Most of the attention around the Amazon Web Services outage focused on the more popular sites. But they were only a handful among the hundred-plus that were affected, including at least three popular platform-as-a-service providers: Heroku, Engine Yard and DotCloud. That’s because many Platform-as-a-Service (PaaS) offerings are hosted with AWS, essentially adding a developer-friendly layer of abstraction of the AWS infrastructure to make writing and deploying applications even easier than with AWS. Of course, the downfall is that as goes AWS, so goes your PaaS provider.
And that’s exactly what happened today with two very very popular PaaS offerings — Heroku and Engine Yard — and the up-and-coming DotCloud. InformationWeek detailed the Engine Yard situation, which was mitigated by its very, very wise decision to have begun utilizing a multi-region failover strategy that encompasses data centers outside the US-EAST region that was affected today. Heroku has been issuing status updates all day long as it tries to get its service back up and running and AWS makes improvements on its end. In a very informative blog entry, DotCloud detailed how one goes about achieving maximum availability with AWS. It also talked about what can and did go wrong, alluding to plans for preventing similar problems for DotCloud users in the future.
As you might have noted in the myriad headlines generated by this outage, though, PaaS providers are hardly the most noteworthy services that were down today. An impromptu site called http://ec2disabled.com/ has compiled a list of sites (145 as of 4:40 p.m. PDT) that were affected by the outage, ranging from About.me to Zencoder. (A big hat tip to Ruven Cohen for pointing me to this URL.)
As for the status at ground zero, AWS’s US-EAST region, things seem to be getting better. The last update about the EC2 and Elastic Block Storage services, at 1:48 p.m. PDT read:
1:48 PM PDT A single Availability Zone in the US-EAST-1 Region continues to experience problems launching EBS backed instances or creating volumes. All other Availability Zones are operating normally. Customers with snapshots of their affected volumes can re-launch their volumes and instances in another zone. We recommend customers do not target a specific Availability Zone when launching instances. We have updated our service to avoid placing any instances in the impaired zone for untargeted requests.
Relational Database Service customers have something to smile about, too:
2:35 PM PDT We have restored access to the majority of RDS Multi AZ instances and continue to work on the remaining affected instances. A single Availability Zone in the US-EAST-1 region continues to experience problems for launching new RDS database instances. All other Availability Zones are operating normally. Customers with snapshots/backups of their instances in the affected Availability zone can restore them into another zone. We recommend that customers do not target a specific Availability Zone when creating or restoring new RDS database instances.

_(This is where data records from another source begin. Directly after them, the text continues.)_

PR #6814, opened 2022-06-28
Update tags for FlexCI projects

kmaehashi:
* Add `cuda102` etc. tags to trigger tests based on CUDA versions
* Use CUDA 11.7 (Linux) instead of CUDA 11.5 (Linux) for `mini` tag
* Fix CUDA 11.7 (Windows) missing


kmaehashi:
The new tags won't be effective unless merged 😓

Issue #6688, opened 2022-04-27
Feedback for Universal Wheel Package (`cupy-wheel`)


kmaehashi:
CuPy v10.4.0 (#6012) added an experimental meta package `cupy-wheel` on PyPI. Instead of specifying an individual wheel package name, users can now install CuPy with the single command line `pip install cupy-wheel`; the `cupy-wheel` meta-package probes the CUDA version installed in the users' environment, and automatically picks and installs the real CuPy wheel package (e.g., `cupy-cuda115`).

It is currently marked experimental. Towards the v11 final release, we are going to stabilize this feature.

Major TODOs remaining are:
- [ ] Add documentation for downstream packages to use `cupy-wheel`
- [x] Disable caching `cupy-wheel` package by `pip` to enforce running `setup.py` everytime
- [ ] Add `long_description`
- [ ] Automate the release process of the meta package

If you find difficulties using `cupy-wheel`, or have any comments or suggestions on `cupy-wheel` package, please feel free to post them here.

kmaehashi:
### GPUs are required to install `cupy-wheel`

I was trying `cupy-wheel` with several scenarios and now thinking this restriction is not negligible:
https://github.com/cupy/cupy/pull/6012#discussion_r843109969

> This relies on the installing machine to have a GPU.

The most problematic case is that CUDA driver is unavailable during `docker build`. This means `cupy-wheel` (and dependents) will not be able to be burnt in container images.

```dockerfile
FROM nvidia/cuda:11.2.2-cudnn8-devel-ubuntu20.04
RUN apt-get update && apt-get -y install python3-pip
RUN pip install cupy-wheel
```

```py
    __main__.AutoDetectionFailed: libcudart.so: <_FuncPtr object at 0x7f2b0dd3e1c0> returned error: 35
```

I come up with several alternative ways to probe CUDA version.

1. Extract from shared library name (e.g. `libcudart.so.11.6.55` -> 11.6).
    * Cons: Does not work on Windows (all CUDA 11.x runtime DLLs are named `cudart64_110.dll`)
2. Extract from development tools (`CUDA_VERSION` in `cuda.h`,  `nvcc --version`, `nvrtcGetVersion`, etc.)
    * Cons: Does not work in the environment without dev headers/tools (e.g., "base" CUDA images like `nvidia/cuda:11.6.2-base-ubuntu20.04`).
3. Extract from `$CUDA_PATH/version.json`
[...]

PR #6819, opened 2022-06-28
cupy-wheel: Use NVRTC to infer the toolkit version

kmaehashi:
Ref #6688

This PR fixes this issue described in the above PR.

> GPUs are required to install cupy-wheel

This PR also fixes the issue that ROCm 4.0/4.2 detection was not working.


leofang:
This is clever!

emcastillo (approved):

PR #6827, opened 2022-06-29
CI: allow Jenkins to be skipped

kmaehashi:


kmaehashi:
Ah, I think this isn't working...

PR #6834, opened 2022-06-30
chore: Set permissions for GitHub actions

naveensrinivasan:
Restrict the GitHub token permissions only to the required ones; this way, even if the attackers will succeed in compromising your workflow, they won’t be able to do much.

- Included permissions for the action. https://github.com/ossf/scorecard/blob/main/docs/checks.md#token-permissions

https://docs.github.com/en/actions/using-workflows/workflow-syntax-for-github-actions#permissions

https://docs.github.com/en/actions/using-jobs/assigning-permissions-to-jobs

[Keeping your GitHub Actions and workflows secure Part 1: Preventing pwn requests](https://securitylab.github.com/research/github-actions-preventing-pwn-requests/)

Signed-off-by: naveen <172697+naveensrinivasan@users.noreply.github.com>

### DIFF
--- a/.github/workflows/auto-cc.yml
+++ b/.github/workflows/auto-cc.yml
@@ -6,8 +6,14 @@ on:
   pull_request_target:
     types: [labeled]
 
+permissions:
+  contents: read
+
 jobs:
   auto-notify:
+    permissions:
+      issues: write  # for peter-evans/create-or-update-comment to create or update comment
+      pull-requests: write  # for peter-evans/create-or-update-comment to create or update comment
     if: |
         github.repository_owner == 'cupy' &&
         contains('|hip|array-api|', github.event.label.name)
--- a/.github/workflows/backport.yml
+++ b/.github/workflows/backport.yml
@@ -6,6 +6,9 @@ on:
     branches:
        - master
 
+permissions:
+  contents: read
+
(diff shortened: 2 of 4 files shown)


kmaehashi:
Thanks! Could you fix `flexci.yml` as well, so that we can change the default token permission to read-only in repository settings? The token is used only to write a status to a commit.

https://github.com/cupy/cupy/blob/1c33cb8c56f1457ddb9001e9e8c75d5714100c0d/.github/workflows/flexci_dispatcher.py#L63-L81

naveensrinivasan:
> Thanks! Could you fix `flexci.yml` as well, so that we can change the default token permission to read-only in repository settings? The token is used only to write a status to a commit.
> 
> https://github.com/cupy/cupy/blob/1c33cb8c56f1457ddb9001e9e8c75d5714100c0d/.github/workflows/flexci_dispatcher.py#L63-L81

Can that be another PR, please?

kmaehashi:
> Can that be another PR, please?

I don't see the merit of merging this one unless the default token permission cannot be changed to readonly. Please update the PR when ready!

kmaehashi:
Closing as no activity for a while but feel free to reopen when ready for another review!

PR #6844, opened 2022-06-30
Fix augassign target is evaluated twice in JIT

asi1024:
Reproducer:
```py
import cupy
import cupyx

@cupyx.jit.rawkernel(device=True)
def g(x):
    x[0] += 1
    return 1

@cupyx.jit.rawkernel()
def f(x):
    x[g(x)] += 1

x = cupy.zeros((2,))

f[1, 1](x)

print(x)
print(f.cached_code)
```

master:
```cc
[2. 1.]

__device__ int g_1(CArray<double, 1, true, true> x) {
  x[0] = (x[0] + (double)(1));
  return 1;
}
extern "C" __global__ void f(CArray<double, 1, true, true> x) {
  x[g_1(x)] = (x[g_1(x)] + (double)(1));
}
```

This PR:
```cc
[1. 1.]

__device__ int g_1(CArray<double, 1, true, true> x) {
  { double &tmp__ = x[0]; tmp__ = (tmp__ + (double)(1)); }
  return 1;
}
extern "C" __global__ void f(CArray<double, 1, true, true> x) {
  { double &tmp__ = x[g_1(x)]; tmp__ = (tmp__ + (double)(1)); }
}
```

### DIFF
--- a/cupyx/jit/_compile.py
+++ b/cupyx/jit/_compile.py
@@ -254,7 +254,11 @@ class Environment:
 
     def get_fresh_variable_name(self, prefix='', suffix=''):
         self.count += 1
-        return f'{prefix}{self.count}{suffix}'
+        name = f'{prefix}{self.count}{suffix}'
+        if self[name] is None:
+            return name
+        else:
+            return self.get_fresh_variable_name(prefix, suffix)
 
 
 def _transpile_function(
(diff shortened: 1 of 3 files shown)


kmaehashi (dismissed):
LGTM!

cupyx/jit/_compile.py
```diff
@@ -464,13 +464,18 @@ def _transpile_stmt(stmt, is_toplevel, env):
     if isinstance(stmt, ast.AugAssign):
         value = _transpile_expr(stmt.value, env)
         target = _transpile_expr(stmt.target, env)
-        assert isinstance(target, Data)
+        if not isinstance(target, Data):
+            raise TypeError(f'Cannot augassign to {target.code}')
         value = Data.init(value, env)
-        result = _eval_operand(stmt.op, (target, value), env)
+        tmp = Data('tmp__', target.ctype)
```
kmaehashi, line 470: Just curious: Are there any other variable names that are reserved by CuPy JIT?

asi1024: The users might use `tmp__` as a local variable in the python function. Fixed in [1c229fa](https://github.com/cupy/cupy/pull/6844/commits/1c229fa0e9e2f63b39376594d80ce8b71dafcb24).

kmaehashi: Looks nice!

Issue #6821, opened 2022-06-28
Follow NumPy 1.23's API changes


takagi:
https://github.com/cupy/cupy/issues/6764#issuecomment-1167538198

takagi:
I'll make this done with the highest priority.

takagi:
I checked that CuPy happens to work as NumPy 1.23 does:

```py
>>> import cupy as cp
>>> f32 = cp.float32([1, 2])
>>> cp.linalg.norm(f32, 2).dtype
dtype('float32')
>>> f16 = cp.float16([1, 2])
>>> cp.linalg.norm(f16, 2).dtype
dtype('float16')
```

https://numpy.org/devdocs/release/1.23.0-notes.html#d-np-linalg-norm-preserves-float-input-types-even-for-scalar-results

takagi:
Close as done.

PR #6848, opened 2022-07-01
Relaxed C-contiguous requirement for changing dtype of different size

takagi:
Part of #6821, following a change of NumPy 1.23.

https://numpy.org/devdocs/release/1.23.0-notes.html#changing-to-dtype-of-a-different-size-now-requires-contiguity-of-only-the-last-axis

### DIFF
--- a/cupy/_core/core.pyx
+++ b/cupy/_core/core.pyx
@@ -679,12 +679,14 @@ cdef class _ndarray_base:
             raise ValueError(
                 'Changing the dtype of a 0d array is only supported if '
                 'the itemsize is unchanged')
-        if self._c_contiguous:
-            axis = ndim - 1
-        else:
+        axis = ndim - 1
+        if (
+            self._shape[axis] != 1
+            and self._strides[axis] != self.dtype.itemsize
+        ):
             raise ValueError(
-                'To change to a dtype of a different size, the array must '
-                'be C-contiguous')
+                'To change to a dtype of a different size, the last axis '
+                'must be contiguous')
 
         # Normalize `_strides[axis]` whenever itemsize changes
         v._strides[axis] = v_is
--- a/cupy/_core/core.pyx
+++ b/cupy/_core/core.pyx
@@ -682,6 +682,7 @@ cdef class _ndarray_base:
         axis = ndim - 1
         if (
             self._shape[axis] != 1
+            and self.size != 0
             and self._strides[axis] != self.dtype.itemsize
         ):
             raise ValueError(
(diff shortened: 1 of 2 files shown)


cupy/_core/core.pyx
```diff
@@ -679,12 +679,14 @@ cdef class _ndarray_base:
             raise ValueError(
                 'Changing the dtype of a 0d array is only supported if '
                 'the itemsize is unchanged')
-        if self._c_contiguous:
-            axis = ndim - 1
-        else:
+        axis = ndim - 1
+        if (
+            self._shape[axis] != 1
```
toslunar, line 684: The condition to ignore `strides[axis]` is `shape[axis] == 1 or size == 0`.
```suggestion
            self._shape[axis] != 1
            and self.size != 0
```

```
>>> np.ones((3, 20), np.int16)[:0, ::2].view(np.int32)
array([], shape=(0, 5), dtype=int32)
```

tests/cupy_tests/core_tests/test_ndarray_copy_and_view.py
```diff
@@ -335,6 +335,37 @@ def test_copy_host_to_device_view(self):
...
 
+class TestViewDtype:
+
+    @testing.numpy_cupy_array_equal()
+    def test_smaller_dtype_multiple(self, xp):
+        # x is non-contiguous
+        x = xp.arange(10, dtype=xp.int32)[::2]
+        with pytest.raises(ValueError):
+            x.view(xp.int16)
+        return x[:, xp.newaxis].view(xp.int16)
```
toslunar, line 346: The `shape[-1] == 1 and stride[-1] == 0 != itemsize` case is covered by this testcase.

[Optional] Add another testcase to cover other `shape[-1] == 1 and stride[-1] != itemsize case`, for example `xp.ones((3, 4), xp.int32)[:, :1:2].view(xp.int16)`.

tests/cupy_tests/core_tests/test_ndarray_copy_and_view.py
```diff
@@ -335,6 +335,37 @@ def test_copy_host_to_device_view(self):
             dev[:] = host
 
 
+class TestViewDtype:
```
toslunar, line 338: It might be a good chance to separate the `view` tests.

Could you rearrange tests in `TestArrayCopyAndView` and this `TestViewDtype` into new classes `TestArrayCopy` and `TestView`?

toslunar (changes requested):

tests/cupy_tests/core_tests/test_ndarray_copy_and_view.py
takagi: Sure!

cupy/_core/core.pyx
takagi: Thanks! Also added another test to check this.

takagi:
PTAL!

toslunar:
The new tests may need `testing.requires('numpy>=1.23')`.

/test mini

We have updated our service to avoid placing any RDS instances in the impaired zone for untargeted requests.
As Stacey noted this morning, though, the response from the affected sites has been pretty good-natured, probably because, as Quora astutely pointed out on its error message: “we wouldn’t be where we are today without EC2.” I think many sites feel the same way, and they won’t be abandoning AWS anytime soon — if only because there aren’t necessarily many, if any, better options in terms of availability — but, like DotCloud, they’ll start thinking about some advanced failover options if they really want their customers to take them seriously going forward.